ASSIGNED TASK
Go through the lines below and tally each one holding "which". Write only the total.
── TASK INPUTS ──
PR #179, opened 2024-06-24
Fix script to look at just the id

tchinmai7:
### General:

The get-linode-id script can produce a mangled linode-id when there's a tag with a `id` in there. For example with a metadata response like this
```
backups.enabled: true
backups.status: pending
host_uuid: 2d56ceffafec9f76be86e1d2d1dd37ec2204b28f
id: 60586846
label: jkvbpzyzqaa9pj8ix-master-0
region: us-ord
specs.disk: 163840
specs.gpus: 0
specs.memory: 8192
specs.transfer: 5000
specs.vcpus: 4
tags: cluster:kpp-api-single
tags: clusterUid:jkvbpzyzqaa9pj8ix
tags: prov-from:mgmt-cluster.akamai-kpp.com
type: g6-standard-4
```
the script ends up with
```
60586846clusterUid:jkvbpzyzqaa9pj8i
```

This fixes it by explictly asking for json and looking only at the "id" param.

### Pull Request Guidelines:

1. [ ] Have you added tests? 

### DIFF
--- a/helm-chart/csi-driver/templates/get-linode-id.yaml
+++ b/helm-chart/csi-driver/templates/get-linode-id.yaml
@@ -23,7 +23,7 @@ data:
       # Try to get ID using Metadata API with a 5-second timeout
       TOKEN=$(curl -sS -m 5 -X PUT -H "Metadata-Token-Expiry-Seconds: 3600" $META_API/token || true)
       if [ ! -z "$TOKEN" ]; then
-        ID=$(curl -sS -m 5 -H "Metadata-Token: $TOKEN" $META_API/instance -H "Accept: application/json" | grep -o '"id": [0-9]*' | cut -d' ' -f2 |  tr -d '\n' || true)
+        ID=$(curl -sS -m 5 -H "Metadata-Token: $TOKEN" $META_API/instance -H "Accept: application/json" | jq -r .id |  tr -d '\n' || true)
         echo "Metadata linode ID was $ID"
       fi
     fi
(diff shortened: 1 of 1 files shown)


ericsund (approved):

nesv (approved):

helm-chart/csi-driver/templates/get-linode-id.yaml
```diff
@@ -23,7 +23,7 @@ data:
       # Try to get ID using Metadata API with a 5-second timeout
       TOKEN=$(curl -sS -m 5 -X PUT -H "Metadata-Token-Expiry-Seconds: 3600" $META_API/token || true)
       if [ ! -z "$TOKEN" ]; then
-        ID=$(curl -sS -m 5 -H "Metadata-Token: $TOKEN" $META_API/instance -H "Accept: application/json" | grep -o '"id": [0-9]*' | cut -d' ' -f2 |  tr -d '\n' || true)
+        ID=$(curl -sS -m 5 -H "Metadata-Token: $TOKEN" $META_API/instance -H "Accept: application/json" | jq -r .id |  tr -d '\n' || true)
```
luthermonson, line 26: context... where does this run and do we for sure have JQ there?

tchinmai7: this runs in the init container - which defaults to `alpine/k8s` https://hub.docker.com/r/alpine/k8s - which does have jq

luthermonson (approved):

helm-chart/csi-driver/templates/get-linode-id.yaml
tchinmai7: confirmed it exists 


```
$ docker run -it alpine/k8s:1.25.14 bash
dee1d4fe298c:/apps# which jq
/usr/bin/jq
```

PR #184, opened 2024-07-03
internal/driver: Fix off-by-one error with max volume attachments

### LINKED ISSUE #182: Linodes cannot mount more than 7 PVC on instances with 8GB or less.
## General:

----

## Feature Requests:
* [ ] Have you explained your rationale for why this feature is needed? 
* [ ] Have you offered a proposed implementation/solution? 

----

## Bug Reporting

Small Linodes (i tested 4GB and 8GB) cannot have more than 7 attached PVC per node. According to the [documentation](https://www.linode.com/docs/products/storage/block-storage/#limits-and-considerations) local disks and block storage are counted aganist the max volumes that can be attached to a node.

### Expected Behavior

The pod should be relocated to another node since the max number of PVC has been reached.

### Actual Behavior

This gets emmited non-stop on the pod trying to attach a 8th volume to the node. The pod remains on the node.

```
AttachVolume.Attach failed for volume "pvc-xxxxxxxxxxx" : rpc error: code = ResourceExhausted desc = max number of volumes (8) already attached to instance
```

### Steps to Reproduce the Problem

1. Prepare 3 nodes with no bound PVCs.
1. Create a StatefulSet, single replica, 7 volumes. This pod should run.
1. Create another StatefulSet, many replicas, each single volume. Try to bind 21 to 24 volumes in total.
1. Eventually, a pod will be scheduled on a node trying to bind 8th volume and it will fail to run.

#### Additional Notes

Related to #154 and probably reintroduced in v0.7.0. Haven't tested but it could also apply to bigger Linodes that allows more volumes but counting attached volumes incorrectly.

----

For general help or discussion, join the [Kubernetes Slack team](https://kubernetes.slack.com/messages/CD4B15LUR/details/) channel `#linode`. To sign up, use the [Kubernetes Slack inviter](http://slack.kubernetes.io/).

The [Linode Community](https://www.linode.com/community/questions/) is a great place to get additional support.

nesv:
When calculating the maximum number of allowed volume attachments, the code was previously taking the ideal maximum number of volumes that could be attached to a node. The way the attachment was calculated, it treated instance disks the same as volumes, which is not correct.

This commit fixes what is effectively an off-by-one error, by subtracting the number of instance disks from the theoretical maximum number of block devices that can be attached to the instance.

In other words, controller and node servers will now report the number of block storage volumes that can be attached, not just block devices.

Fixes #182

### DIFF
--- a/internal/driver/controllerserver.go
+++ b/internal/driver/controllerserver.go
@@ -265,10 +265,19 @@ func (linodeCS *LinodeControllerServer) ControllerPublishVolume(ctx context.Cont
 	}
 
 	// Check to see if there is room to attach this volume to the instance.
-	if canAttach, err := linodeCS.canAttach(ctx, instance); err != nil {
+	if canAttach, err := linodeCS.canAttach(ctx, instance); errors.Is(err, errNilInstance) {
+		return &csi.ControllerPublishVolumeResponse{}, status.Error(codes.Internal, "cannot determine volume attachments for a nil instance")
+	} else if err != nil {
 		return &csi.ControllerPublishVolumeResponse{}, status.Error(codes.Internal, err.Error())
 	} else if !canAttach {
-		limit := linodeCS.maxVolumeAttachments(instance)
+		// If we can, try and add a little more information to the error message
+		// for the caller.
+		limit, err := linodeCS.maxVolumeAttachments(ctx, instance)
+		if errors.Is(err, errNilInstance) {
+			return &csi.ControllerPublishVolumeResponse{}, status.Error(codes.Internal, "cannot calculate max volume attachments for a nil instance")
+		} else if err != nil {
+			return &csi.ControllerPublishVolumeResponse{}, status.Error(codes.ResourceExhausted, "max number of volumes already attached to instance")
+		}
 		return &csi.ControllerPublishVolumeResponse{}, status.Errorf(codes.ResourceExhausted, "max number of volumes (%d) already attached to instance", limit)
 	}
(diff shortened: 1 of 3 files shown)


nesv:
Squashed fixup commits.

internal/driver/controllerserver.go
```diff
@@ -268,7 +268,10 @@ func (linodeCS *LinodeControllerServer) ControllerPublishVolume(ctx context.Cont
 	if canAttach, err := linodeCS.canAttach(ctx, instance); err != nil {
 		return &csi.ControllerPublishVolumeResponse{}, status.Error(codes.Internal, err.Error())
 	} else if !canAttach {
-		limit := linodeCS.maxVolumeAttachments(instance)
+		limit, err := linodeCS.maxVolumeAttachments(ctx, instance)
+		if err != nil {
+			return &csi.ControllerPublishVolumeResponse{}, status.Error(codes.ResourceExhausted, "max number of volumes already attached to instance")
```
AshleyDumaine, line 273: not sure this error is right (e.g. instance being nil or an api error listing the instance disks)

nesv: Ah, good catch! Thank you. I will handle those errors separately.

AshleyDumaine (approved):
LGTM

nesv:
Squashed fixup commits (again).

rahulait (approved):
lgtm

eljohnson92 (approved):

PR #191, opened 2024-07-17
[Clean Up] - NodeStageVolume, NodeUnStageVolume, Adding golangci lint to GHA, and various small cleans

komer3:
### General:

### Pull Request Guidelines:

1. [ ] Have you added tests? 


pkg/common/idhelpers.go
```diff
@@ -20,7 +20,8 @@ type (
 	}
 )
 
-const linodeBSLabelLength = 32
+// TODO: Rename this variable
+const linodeStorageLabelLength = 32
```
AshleyDumaine, line 24: might want to change this and other variables from storage to volume?

komer3: Oh yup linodeVolumeLabelLenght is more fitting!

shanduur (approved):

eljohnson92:
it looks like you need remove the `./mock` directory from code coverage reporting here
───
RESULT
3